Effect of intensive versus standard clinic-based blood pressure management on ambulatory blood pressure - results from the sprint abpm study

Abstract

The Systolic Blood Pressure Intervention Trial (SPRINT) was a 2-arm, multicenter, randomized clinical trial designed to test whether a treatment program aimed at reducing systolic blood pressure (SBP) to a lower goal than currently recommended will reduce cardiovascular disease. The goal of the SPRINT Ambulatory BP Ancillary Study was to evaluate the effect of intensive (SBP <120 mmHg) versus standard (SBP <140 mmHg) clinic-based BP targets on ambulatory BP, specifically nighttime SBP (primary outcome). Ambulatory BP was measured within 3 weeks of the 27 month follow-up visit in 876 participants at 15 SPRINT clinic sites. Spacelabs 90207 monitors were programmed to record BP every 30 minutes. Clinic BP was obtained after 5 minutes of rest using an automated device (Model 907, Omron Healthcare); the mean of three BP measurements was used for analyses. Average age at the time of ABPM was 71.5 years, 29% were female, 28% were black, and the average eGFR was 69.7 ml/min/1.73m2. Clinic and ambulatory BP (in mmHg) at the time of ABPM and group differences (standard-treatment minus intensive-treatment) are shown in the table.
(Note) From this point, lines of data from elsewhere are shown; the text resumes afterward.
Issue #22, opened 2018-02-15
Can't add Canon MG4120 anymore (cups-filters 1.20.0)


P3p1t0:
I use Print Setting ([system-config-printer](https://github.com/zdohnal/system-config-printer)) in order to add printers.

When I try to add my printer by automatic detection, it just fails with "server-error-internal-error". Normally, it should add my printer and use driverless for printing. This GUI tool always chooses driverless by default when you use automatic detection; it doesn't let you choose between driverless and something else.

It worked perfectly with previous of cups-filters, including 1.18.0 and 1.19.0. I got this issue when I updated to 1.20.0. I could add my printer and use driverless for it with previous versions of cups-filters.

A workaround I found in order to add my printer with system-config-printer is to manually add the printer, then manually select Gutenprint. Trying to add the printer manually with driverless instead of Gutenprint results in the same error I get when I try to add it by automatic detection.

Trying to add the printer with the Web interface (localhost:631) using driverless ends up with an error too : "unable to add error : unable to copy PPD file." However, adding the printer with the Web interface using Gutenprint works fine.

Here's a typical log output from /var/log/cups/error_log I get when I try to add my printer with driverless in general.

Additionally, Bland-Altman plots indicated poor concordance between office and daytime ambulatory BP with a Pearson correlation of 0.54 and limits of agreement of approximately -20 to 30 mmHg. In conclusion, a treatment regimen targeting office based SBP less than 120 mmHg lowers 24hr, daytime, and nighttime ambulatory BP and BP variability, but does not alter diurnal BP pattern (night/day BP ratio). Ambulatory BP monitoring confirms a large and significant BP difference between randomized groups despite the intervention being based on clinic BP. The difference in BP between intensive and standard clinic based BP targets was greater when measured with clinic than with 24 hour ambulatory BP, and daytime compared to nighttime BP. Given the poor agreement between clinic and 24 hour BP, ambulatory BP monitoring may be required to assess the effect of targeted hypertension therapy on out of office BP. Further studies are needed to assess whether targeting hypertension therapy based on ambulatory BP would reduce adverse outcomes compared to targeting clinic BP.